Tag 6. Kühl, windig und später heftige Regenschauer.
Das Ziel ist heute Jossa. Da das Gasthaus schon von früher bekannt ist, wird das Zimmer schon morgens gebucht. Das Fahren ist nur zeitweise angenehm und bis Fulda noch nach Plan. Später folge ich dann einer als richtig angenommenen falschen Fahrradroute.
Nach Befragung eines Anwohners in Steinau ist der Irrtum schnell klar. Jetzt hätte ich im Regen und bei heftiger Steigung noch 18 km Umweg fahren müssen. Der Versuch scheitert. Nach wenigen Minuten ist der Akku leer. Zum Glück lässt es sich nach Steinau zurückrollen.
Der Ort hat zwar ein Tourismusbüro, aber kein Hotel. Schließlich wird ein Taxi gerufen und mit viel Glück auch bekommen. Das Rad und Gepäck passen hinein, und es geht mit dem Taxi im Regen nach Jossa. 82 km mit dem Rad + 18 km mit Auto. Abends schon wieder Schnitzel. Gibt nix anderes.

7.Tag. Kühl aber trocken.
Durchs schöne Sinntal und ab Gemünden dann auf dem Mainradweg bis Würzburg 75km.
Insgesamt leichtes Fahren. Hotel direkt im Zentrum (mit Fahrstuhl) Abends im Juliusspital gespeist und schönen Frankenwein genossen. Das Minimalziel ist erreicht.

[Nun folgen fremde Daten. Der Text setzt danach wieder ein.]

PR #24696, opened 2017-11-07
Clean up the reset code for button's rounded corners in button group and input button

ysds:
A `.dropdown-toggle` selector is used to reset a button's rounded corner in button group and input button. But should not use a `dropdown-toggle` selector to reset it, because `dropdown-toggle` does not have rounded corners by default.

This PR including the follwings:
- Use `last-of-type` selector instead of `.dropdown-toggle`
- Remove `border-raduis :0` because it is enough by each reset of the left and right side

I hope that this PR will help improve code. Thanks.

### DIFF
--- a/scss/_button-group.scss
+++ b/scss/_button-group.scss
@@ -54,8 +54,7 @@
     float: left;
   }
 
-  // Reset rounded corners individual because sometimes a single button can be
-  // in a .btn-group and we need :first-child and :last-child to both match.
+  // Reset rounded corners
   > .btn:not(:last-child):not(.dropdown-toggle),
   > .btn-group:not(:last-child) > .btn {
     @include border-right-radius(0);
--- a/scss/_button-group.scss
+++ b/scss/_button-group.scss
@@ -44,46 +44,27 @@
 }
 
 .btn-group {
-  > .btn:not(:first-child):not(:last-child):not(.dropdown-toggle) {
-    border-radius: 0;
-  }
-
-  // Set corners individual because sometimes a single button can be in a .btn-group
-  // and we need :first-child and :last-child to both match
   > .btn:first-child {
     margin-left: 0;
-
-    &:not(:last-child):not(.dropdown-toggle) {
-      @include border-right-radius(0);
-    }
   }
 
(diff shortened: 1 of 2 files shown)


andresgalante:
Hi @ysds Thanks for the PR. I found that there is still a rounded corner on the last btn before the drop menu. Look a the first example under "nesting":

screen shot 2017-11-28 at 8 57 34 am

It's really challenging to remove or simplify code, thanks a lot for giving it a try.

ysds:
Hi @andresgalante Thank you for your review! and sorry for my insufficient check. Using `last-of-type` instead of `.dropdown-toggle` seems does not seem to be appropriate.
I modified and restored some selector, please double check it.

andresgalante (approved):
Thanks a lot @ysds, I have tested and review the code and I it looks ok to me.

But in case I am missing something I'll assign this PR to @mdo to take another look. 

The comment on line 57 is confusing to me, maybe we can improve the language.

scss/_button-group.scss
```diff
@@ -44,46 +44,25 @@
...
-  > .btn:last-child:not(:first-child),
-  > .dropdown-toggle:not(:first-child) {
-    @include border-left-radius(0);
   }
 
-  // Custom edits for including btn-groups within btn-groups (useful for including
+  // Alignment for including btn-groups within btn-groups (useful for including
   // dropdown buttons within a btn-group)
   > .btn-group {
     float: left;
```
andresgalante: Do we actually need this float here? What is it for?

ysds:
@andresgalante 

I updated the comment more concisely.

> Do we actually need this float here? What is it for?

I think so too. it will not be needed. and there seems to be some other code that can be deleted/clean-up.

e.g: L47-
```scss
.btn-group {
  > .btn:first-child {
    margin-left: 0;
  }
```
and more. I can additional cleanup with another PR if this PR is approved. Thanks.

mdo:
Changes to the input group here will need to be removed once #25020 lands.

ysds:
Please follow #25073 😄

PR #24697, opened 2017-11-07
Rewrite custom form check backgrounds

### LINKED ISSUE #24598: Custom Radio and Checkbox broken when $enable-gradients is true
unbenannt-2

mdo:
Previously, this was all just a `background-color` and `background-image`. When we restored the gradients though, we had two `background-image`s competing on the same element, causing rendering glitches. This refactors that code, creating a mixin to simplify things, so we can we easily use two `background-image`s (SVG icon and gradient) when `$enable-gradients` is set to true.

Fixes #24598.

---

#### Todo
- [x] Remove variable changes
- [x] Double check validation states of custom checks


jonnysp:
@mdo thanks looks good. maybe change the validation status?

scss/_variables.scss
```diff
@@ -98,8 +98,8 @@ $yiq-text-light: $white !default;
 
 $enable-caret:              true !default;
 $enable-rounded:            true !default;
-$enable-shadows:            false !default;
-$enable-gradients:          false !default;
+$enable-shadows:            true !default;
```
andresgalante: Do we want to leave shadows and gradients on by default?

mdo: Nope! Not yet at least :).

mdo:
Okay, decently sized update here:

I've had to change how we apply the `background-color` and multiple `background-image`s for custom checkboxes and radios. Previously, we had multiple comma-separated `background-image`s on the same `.custom-control-indicator` element. This presents a problem though for when you want to customize the background color or gradient without having to redeclare the icon, too. Now, the gradient and color are on `.custom-control-indicator` and the icon is on `.custom-control-indicator::before`.

I'll be adding a note to the migration docs for this here as well.

mdo:
@jonnysp With the changes I mentioned in my previous comment, you should be good to go with green and red background gradients on those custom forms.

jonnysp:
looks great, many thanks. can merge!

jonnysp (approved):
looks great, many thanks. can merge!

Issue #23058, opened 2017-07-12
Move .custom-select styles to select.form-control


pat270:
Is it possible to move `.custom-select` styles to `select.form-control`? As it stands, it's only really useful if you don't plan on changing the border-radius on form-controls. By adding the `form-control` class to the select element we are already committing to Bootstrap's contract to style the element, doesn't make sense why we would only have partial control.

Edit: Also, `.custom-select` is the only custom element that doesn't need an extra element to achieve custom styles.

mdo:
Let's slate this for a follow up minor release; we can deprecate it later.

alecpl:
That would be nice. Now .custom-select-* does not play nice with .form-control. And if I'd want to override some general controls style it would be simpler and smaller to do this for .form-control only.

romieleo:
Pada tanggal Sel, 22 Mei 2018 15.40, Aleksander Machniak <
notifications@github.com> menulis:

mdo:
This was fixed in #28450 for v5.

PR #24699, opened 2017-11-07
Custom select updates

### LINKED ISSUE #20316: .c-select-sm and .c-select-lg missing

### LINKED ISSUE #23823: Add a mention and/or example of .custom-select-sm to Custom Select section
This would be a trivial update, but: can the [Select Menu](https://getbootstrap.com/docs/4.0/components/forms/#select-menu) section of the custom form controls be updated to include a mention (or example) showing that there is a sizing class for a smaller version? My last attempt to issue a pull-request against the docs directory was auto-closed, or I'd just add it myself...

I could not find a mention of `.custom-select-sm` anywhere on that page, so I had to check the bootstrap.css file to find that there was, in fact, a sizing option.

**On a related tangent:** is there a reason not to also have a `-lg` version, or am I simply missing something?

### LINKED ISSUE #24504: Custom-select doesn't support single select with size attribute set above 1
- Bootstrap V4.0.0.-beta.2
- Operating system and version (any)
- Browser and version All
- Reduced test case https://codepen.io/tmorehouse/pen/boJQLL

The `size` attribute controls the number of visible "rows" the select displays. It is commonly used in conjunction with the `multiple` attribute, but can be used on single selects to produce a "list-box" style select (except on some mobile browsers).

When used on a `.custom-select`, not in `multiple` mode, the `size` attribute is not respected and only  single option (and bits of the next option) are shown (as well as bits of the custom select indicator):

image

As an aside note, when in multiple mode, there is also excess padding on the right (where the custom indicator would be on a single select)

Workaround CSS:
```css
.custom-select[multiple],
.custom-select[size]:not([size="1"])
{
    height: auto;
    background-image: none;
    /* Fix for excess right padding */
    padding-right: 0.75rem;
}
```

### LINKED ISSUE #24597: Custom Select Border and Custom File Browser when active or focus not displaying properly
only the normal 
the validation variant works

testet on FF and Chrome win 10

unbenannt-1

mdo:
Few fixes in one PR coming here:

- Fixes #24504: Add support for size attribute on custom selects.
- Fixes #20316 and fixes #23823:  Add large custom select, document it and the small variant.
- Fixes #24597 where custom file inputs had an inconsistent focus shadow.

Also need to look into #23058.

### DIFF
--- a/scss/_custom-forms.scss
+++ b/scss/_custom-forms.scss
@@ -149,7 +149,7 @@
   &:focus {
     border-color: $custom-select-focus-border-color;
     outline: 0;
-    @include box-shadow($custom-select-focus-box-shadow);
+    box-shadow: $custom-select-focus-box-shadow;
 
     &::-ms-value {
       // For visual consistency with other platforms/browsers,
--- a/scss/_custom-forms.scss
+++ b/scss/_custom-forms.scss
@@ -216,7 +216,12 @@
   opacity: 0;
 
   &:focus ~ .custom-file-control {
+    border-color: $custom-file-focus-border-color;
     box-shadow: $custom-file-focus-box-shadow;
+
+    &::before {
+      border-color: $custom-file-focus-border-color;
+    }
   }
 }
 
--- a/scss/_custom-forms.scss
+++ b/scss/_custom-forms.scss
@@ -162,9 +162,12 @@
     }
   }
 
-  &[multiple] {
+  &[multiple],
+  &[size]:not([size="1"]) {
     height: auto;
+    padding-right: $custom-select-padding-x;
     background-image: none;
+
   }
 
   &:disabled {
--- a/scss/_custom-forms.scss
+++ b/scss/_custom-forms.scss
@@ -167,7 +167,6 @@
     height: auto;
     padding-right: $custom-select-padding-x;
     background-image: none;
-
   }
 
   &:disabled {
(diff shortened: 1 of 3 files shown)


andresgalante (approved):

scss/_custom-forms.scss
```diff
@@ -149,7 +149,7 @@
   &:focus {
     border-color: $custom-select-focus-border-color;
     outline: 0;
-    @include box-shadow($custom-select-focus-box-shadow);
+    box-shadow: $custom-select-focus-box-shadow;
```
XhmikosR: Is this intentional?

scss/_custom-forms.scss
```diff
@@ -162,9 +162,12 @@
     }
   }
 
-  &[multiple] {
+  &[multiple],
+  &[size]:not([size="1"]) {
     height: auto;
+    padding-right: $custom-select-padding-x;
     background-image: none;
+
```
XhmikosR: This doesn't seem intentional :P

scss/_custom-forms.scss
mdo: Yes, we want the focus state to always be there regardless of the global shadow variable. This matches our other inputs.

mdo:
Going to get this merged in a few and then tackle #23058.

Issue #22060, opened 2017-02-24
Button Element not updated if target ID contains colon


svenhaag:
Bootstrap Version 4.0.0-alpha.6 and 3.3.7

Target ID = "collapse:Example"
data-target = "data-target="#collapse\\:Example""
aria-controls="collapse:Example"

Only the Target attributes get updated, not the button (toggle element) attributes.
IDs with a colon exist especially in the JSF world.

[Bug JS Fiddle](https://jsfiddle.net/DTcHh/30179/)

[Related Bug](https://github.com/twbs/bootstrap/issues/22041)

bkdotcom:
This works

```
<button role="button" type="button"
        data-toggle="collapse"
        data-target="#collapse\:\:Example"
        aria-expanded="true"
        aria-controls="collapse:Example">
  Button with data-target
</button>
<div class="collapse in" id="collapse::Example">
  bla bla bla
</div>
```

apparently one needs to escape the colons in the data attribute

svenhaag:
Hi, in the JSFiddle the data-target ID is already escaped with a single backslash, i.e data-target="#collapse\\:Example". This is an already valid jQuery selector. Though why doubling it to "\:\:" ? This does not work for me in the JSFiddle example. Maybe you can provide a running JSFiddle? Thanks.

bkdotcom:
[double colon fiddle](https://jsfiddle.net/DTcHh/30182/)

svenhaag:
Hi bkdotcom, adding a second double-colon is not a solution. JSF will render the ID attribute like "`a:b:c`".

bkdotcom:
> "second double-colon"

?

> JSF will render the ID attribute like "a:&#8203;b:c".

?

I inspected my fiddle's html and it's
```
<div class="collapse in" id="collapse::Example" aria-expanded="true">
  bla bla bla
</div>
```

> Button Element not updated if target ID contains double-colon

Fiddle has working double-colon

Am I missing something?

svenhaag:
Hi bkdotcom, sorry for the messup. I did not mean two subsequent colons but instead a single one. I fixed the heading and description of this issue. However the first JSFiddle still shows the bug. The toggling elements aria attributes are not updated if the ID contains a colon. Cheers.

peterdesmet:
[...]

PR #24700, opened 2017-11-07
Escape ID in Util.getSelectorFromElement

Johann-S:
Related to #22060

### DIFF
--- a/js/src/util.js
+++ b/js/src/util.js
@@ -89,7 +89,7 @@ const Util = (($) => {
 
   function escapeId(selector) {
     // we escape IDs in case of special selectors (selector = '#myId:something')
-    // $.escapeSelector do not exist for jQuery release < 3
+    // $.escapeSelector does not exist in jQuery < 3
     selector = typeof $.escapeSelector === 'function' ? $.escapeSelector(selector).substr(1) :
       selector.replace(/(:|\.|\[|\]|,|=|@)/g, '\\$1')
 
--- a/js/src/util.js
+++ b/js/src/util.js
@@ -87,6 +87,14 @@ const Util = (($) => {
     }
   }
 
+  function escapeId(selector) {
+    // we escape IDs in case of special selectors (selector = '#myId:something')
+    // $.escapeSelector do not exist for jQuery release < 3
+    selector = typeof $.escapeSelector === 'function' ? $.escapeSelector(selector).substr(1) :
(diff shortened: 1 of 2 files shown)


js/src/util.js
```diff
@@ -87,6 +87,10 @@ const Util = (($) => {
     }
   }
 
+  // Thanks to learn.jquery.com see : http://bit.ly/1Tyr4SZ
+  function escapeId(selector) {
```
Johann-S: Maybe we can avoid to create a new function for that :thinking:

XhmikosR:
If we required v3 there's already a function.

I'll review when I'm back in an hour or so.

Johann-S:
it seems it wasn't working in v3 too

XhmikosR:
We didn't call the function. How do you expect it to work ?

Johann-S:
Sorry I don't get it of which function do you talk about ?

XhmikosR:
https://api.jquery.com/jQuery.escapeSelector/

XhmikosR (approved):

Johann-S:
`$.escapeSelector` don't produce the same result for example : 
```html
<div id="test.id"></div>
```
```js
$($.escapeSelector('#test.id')).length // => 0
$('#test.id'.replace(/(:|\.|\[|\]|,|=|@)/g, '\\$1')).length // => 1
```

Johann-S:
Finally I found a way to use `$.escapeSelector` :smile:

XhmikosR:
We could add a comment about `escapeSelector`. Or we could use that if available maybe?

Johann-S:
I added a comment :+1:

js/src/util.js
```diff
@@ -112,6 +111,12 @@ const Util = (($) => {
         selector = element.getAttribute('href') || ''
       }
 
+      // if it's an ID
+      if (selector.charAt(0) === '#') {
+        // we escape IDs in case of special selectors (selector = '#myId:something')
+        selector = $.escapeSelector(selector).substr(1)
```
XhmikosR: This will fail if the user uses jQuery < 3.

Johann-S: Nice catch ! :+1:

XhmikosR: Just keep our function like in your first patch, add a comment that this is required for jQuery < 3 compatibility and call it conditionally maybe if it's defined.

Johann-S: done :+1:

PR #24707, opened 2017-11-07
Update _buttons.scss

deezin:
prevent text-color on visited links (especially buttons) from having the same color as the button's background color


mdo:
We don't style visited links at all, thanks though.

Issue #23674, opened 2017-08-25
Consistency on component paddings and margins


andresgalante:
On `_varibles.scss` there are several definitions of margins and paddings, and although the numbers are consistant, it is really hard to change one and keep consistency across all components.

I want to suggest that we introduce a set of component spacer variables with different sizes that will rule all components paddings and margins. That way by changing the variables in one place we'd have full control of all components and keep them consistant.

For example we have now:

```scss
$input-btn-padding-y:       .5rem !default;
$pagination-padding-y:      .5rem !default;
```

And I want to change it to:

```scss
$component-spacer-xs:   .5rem !default;

$input-btn-padding-y:    $component-spacer-xs !default;
$pagination-padding-y:   $component-spacer-xs !default;
```
We can even use the same $spacer mapping to generate them so utility classes follow the same meassurements we use on components.

You can read more about it here:
https://medium.com/eightshapes-llc/space-in-design-systems-188bcbae0d62

This is a large change that requieres a lot of testing, if you guys are ok with it, I can send a PR to see how it looks,

What do you think?

mdo:
This feels like an unnecessary abstraction right now. The example here at least doesn't seem to buy us more, and adds one more layer to the input-button variables. Passing for now I think.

Die Wetteraussichten für die nächsten Tage sind nicht gut und mein Wochenausflug mit 636 km wird spontan beendet.

Diese eine Woche mit täglich mindestens 6 Stunden in Bewegung tut der Seele gut. Man reduziert seine Probleme auf Wesentliches: Hab ich genug zu trinken, hält das Wetter, bekomme ich Quartier. Die Weltprobleme sind ausgeblendet, die Gedanken sind meditationsähnlich und es besteht eine ständige Konzentration auf den eigenen Körper. Man nimmt bewußt die allmählichen Veränderungen der Landschaft und des Stils wahr. Vom Backstein zum Fachwerk, vom Protestantischen zum Katholischen, vom Bier zum Wein.

Fazit: Es war wieder da, das Gefühl, ein Abenteuer zu bestehen, die Freude, an frischer Luft durch schöne Landschaften zu radeln, der Stolz in manchen Situationen, den inneren Schweinehund zu besiegen und überhaupt den Willen gehabt zu haben, das noch einmal zu schaffen.

Bei zeitweiligen Gesprächen mit Passanten, die nach dem Weg gefragt wurden, tauchte zunächst die Frage auf nach dem Woher und Wohin und dann folgte fast immer die Frage „Darf ich fragen, wie alt Sie sind?“
Die darauf folgenden Kommentare schwankten zwischen „Sie sind ja verrückt“, „Warum tun Sie sich das an“ und „Ne, das wär nix für mich“
Wenn man will, kann man das auch als indirekte Bewunderung verstehen. Jedenfalls trug es zur weiteren Motivation bei.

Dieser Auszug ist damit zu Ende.